Data for this task: Begin

PR #802, opened 2021-05-14
Closes #738: Support ak.Timedelta.std()

### LINKED ISSUE #738: Support `ak.Timedelta.std()`
Currently, attempting to compute `td.std()` where `td` is an `ak.Timedelta` raises an error because `ak.Timedelta ** int` is not supported. I think the fix is a simple matter of adding `**` to one of the class attributes that stores the supported operators. There should also be a unit test for `td.std()`.

pierce314159:
This PR (Closes #738)
- Adds `.std` method to the `Timedelta` class, which calls `pdarrayclass.std` on the internal `_data` pdarray and converts result back to a `Timedelta` object
- Adds a test for this functionality which compares the result to the pandas implementation of standard deviation on time delta objects

### DIFF
--- a/arkouda/timeclass.py
+++ b/arkouda/timeclass.py
@@ -466,8 +466,11 @@ class Timedelta(_AbstractBaseTime):
         '''
         return to_timedelta(self.to_ndarray())
 
-    def std(self, ddof : Union[int, np.int64] = 0):
-        return Timedelta(ak_array([np.int64(self._data.std(ddof=ddof))]))
+    def std(self, ddof: Union[int, np.int64] = 0):
+        '''
+        Returns the standard deviation as a pd.Timedelta object
+        '''
+        return self._scalar_callback(self._data.std(ddof=ddof))
 
     def sum(self):
         # Sum as a pd.Timedelta
--- a/arkouda/timeclass.py
+++ b/arkouda/timeclass.py
@@ -5,6 +5,7 @@ from arkouda.pdarraycreation import from_series, array as ak_array
 from arkouda.numeric import cast, abs as akabs
 import numpy as np # type: ignore
 import datetime
+from typing import Union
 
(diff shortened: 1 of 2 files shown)


arkouda/timeclass.py
```diff
@@ -465,6 +466,9 @@ def to_pandas(self):
         '''
         return to_timedelta(self.to_ndarray())
 
+    def std(self, ddof : Union[int, np.int64] = 0):
+        return Timedelta(ak_array([np.int64(self._data.std(ddof=ddof))]))
```
glitch, line 470: I _think_ you can avoid the ak_array pdarray creation here by doing something like: 
```
return self._scalar_callback(self._data.std(ddof=ddof))
``` 
Since we're only expecting a scalar value (wrapped as a Timedelta) I think that's what you want.

I tested the change and it works with the unit test if you remove the correspnoding `to_pandas()` call.
i.e.
`self.assertEqual(ak_timedel_std, pd_timedel_std)`

Hopefully someone else can weigh in here on which is the right return type.

pierce314159: yeah that seems much cleaner. The return type is a pandas.Timedelta object not an arkouda.Timedelta in this case. That is what is being done is Timedelta.sum below so maybe I should do this for consistency. I can't think of a good reason for `std` and `sum` to have different return types

https://github.com/Bears-R-Us/arkouda/blob/eee8dd21d8f91d2861fdd14ded0d9216fdeb6a10/arkouda/timeclass.py#L468-L470

reuster986: I agree that the return type of `std` should be `pd.Timedelta`, like with `sum`.

glitch (approved):

reuster986 (approved):
looks good!

PR #806, opened 2021-05-17
Recommend Chapel 1.24.1 and use it for CI testing

ronawho:
Chapel 1.24.x contains a number of performance optimizations,
particularly on InfiniBand systems. For more information see
https://chapel-lang.org/releaseNotes/1.24/03a-perf-ib.pdf

Change the documentation to require 1.24.1, but only recommend it in the
Makefile instead of making it an error. Arkouda should continue to work
with Chapel 1.23 so existing users don't necessarily have to upgrade,
but I would recommend it for the performance gains.

### DIFF
--- a/.github/workflows/CI.yml
+++ b/.github/workflows/CI.yml
@@ -17,7 +17,7 @@ jobs:
   mypy:
     runs-on: ubuntu-latest
     container:
-      image: chapel/chapel:1.23.0
+      image: chapel/chapel:1.24.1
     steps:
     - uses: actions/checkout@v2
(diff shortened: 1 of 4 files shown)


glitch:
For what it's worth, I've been running locally with Chapel version 1.24.1 for a couple of weeks now and haven't run into any problems, granted I'm only running a single locale on a laptop.

mhmerrill (approved):
Maybe the README.md should say "We still compile with 1.23.0 but we recommend  1.24.1"
I still approve this.

Issue #805, opened 2021-05-17
CategoricalTest fails at 4+ nodes after #797


ronawho:
After https://github.com/Bears-R-Us/arkouda/pull/797 `CategoricalTest::testEquality` fails at 4+ nodes and `CategoricalTest::testBinop` fails at 6+ nodes. They both fail with "Strings or Categorical concatenate with ordered=False currently only supported with lengths >= numLocales. Please retry with ordered=True".

PR #808, opened 2021-05-18
Fixes bug in Categorical concatenate when length < numLocales

### LINKED ISSUE #710: Categorical.concatenate fails with certain segments array lengths

reuster986:
This PR should close #710 , #721 , and #805 by making `ak.concatenate(..., ordered=False)` safe with `Categorical` arrays when the length of an array is less than `numLocales`. I tested manually with `test/UnitTestConcatenate.chpl` in several such configurations, e.g. with `-nl 6 --N=3`. The `categorical_test.py` unit tests also pass with `ARKOUDA_NUMLOCALES=6`.

I also added a block to `categorical_test.py` that concatenates length-1 arrays, which should cover this case in the normal CI using 2 locales, and I re-enabled the test of unordered concatenation that had been disabled in response to #710 and #721.

@ronawho would you mind confirming that this change fixes the errors you are seeing on your systems?

### DIFF
--- a/arkouda/categorical.py
+++ b/arkouda/categorical.py
@@ -1,5 +1,5 @@
 from __future__ import annotations
-from typing import cast, List, Optional, Union
+from typing import cast, List, Sequence, Optional, Union
 import numpy as np # type: ignore
 import itertools
 from typeguard import typechecked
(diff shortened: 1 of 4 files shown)


hokiegeek2 (approved):

ronawho (approved):
Yup, this resolves the failures I was seeing. Thanks!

Data for this task: End

Which lines in the entries above contain "Bears"? Pull each of them out.

https://github.com/Bears-R-Us/arkouda/blob/eee8dd21d8f91d2861fdd14ded0d9216fdeb6a10/arkouda/timeclass.py#L468-L470
After https://github.com/Bears-R-Us/arkouda/pull/797 `CategoricalTest::testEquality` fails at 4+ nodes and `CategoricalTest::testBinop` fails at 6+ nodes. They both fail with "Strings or Categorical concatenate with ordered=False currently only supported with lengths >= numLocales. Please retry with ordered=True".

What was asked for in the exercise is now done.